Anti-Markup Provisions. The fee schedule imposes an anti-markup provision on both the technical and professional components of all diagnostic tests (not just DHS items) that are ordered by a billing physician or other supplier if they are purchased from an outside supplier or if performed at a site other than the office of the billing physician or other supplier. This rule expands an existing prohibition against marking up purchased technical services. Originally scheduled to take effect on January 1, 2008, this provision has been delayed for one year except for certain pathology arrangements. The technical service anti-markup rule remains in place, and may create its own problems: if the technologist and diagnostic testing equipment are not located in the office where the practice regularly conducts patient office visits, there can be no markup of the technical component. Note: if implemented in its current form in 2009 as scheduled, the professional service anti-markup rule may eliminate the economic viability of many arrangements which are otherwise compliant with the Stark law.
IDTF Changes. CMS tightened a number of rules pertaining to Independent Diagnostic Testing Facilities (IDTFs). Such facilities (except mobile and hospital based entities) may not (i) share a practice location with another Medicare-enrolled individual or organization, (ii) lease or sublease operations or space to another Medicare-enrolled individual or organization, or (iii) share diagnostic testing equipment used in the initial diagnostic test with another Medicare-enrolled individual or organization. Although not directly changing the Stark rules, this change may spell the end of otherwise compliant arrangements under which a physician practice shares space and equipment with an IDTF, even under a block lease.

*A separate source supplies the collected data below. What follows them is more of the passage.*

PR #1870, opened 2019-04-20
Fixed gravity constant

abhinavsagar:


src/mlpack/methods/reinforcement_learning/environment/pendulum.hpp
```diff
@@ -120,7 +120,7 @@ class Pendulum
     double angularVelocity = state.AngularVelocity();
 
     // Define constants which specify our pendulum.
-    const double gravity = 10.0;
+    const double gravity = 9.8;
```
zoq: We tried to replicate the OpenAI gym framework here, which uses 10 as well:

https://github.com/openai/gym/blob/89acef6525918a88a355abcd231bae4b872514a3/gym/envs/classic_control/pendulum.py#L32

so personally I would go with the current value. Let me know what you think.

abhinavsagar: Agreed. I am closing this.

Issues deferred for future rulemaking include: prohibiting “per-click” payments in lease arrangements; limiting percentage-based compensation arrangements to those that result from personally-performed physician services; expanding the stand-in-the-shoes provisions beyond physician organizations which would substantially limit the availability of the indirect ownership/compensation exceptions; and revising the definition of DHS “entity” to include any person that causes a claim to be presented, which would eliminate the popular “under arrangements” model under which referring physicians invest in and lease equipment and facilities to hospitals.
CMS clearly hasn’t stopped tinkering with what has become a Frankenstein monster of a regulatory scheme. If your practice has any arrangement in place with a provider of DHS items or services, you should have it reviewed carefully by a knowledgeable health care attorney, and don’t rely on any analysis that is older than November 27, 2007. Also, keep watch for future changes CMS has promised later this year.
William H. Maruca, Esq., is health care partner with the Pittsburgh office of Fox Rothschild LLP.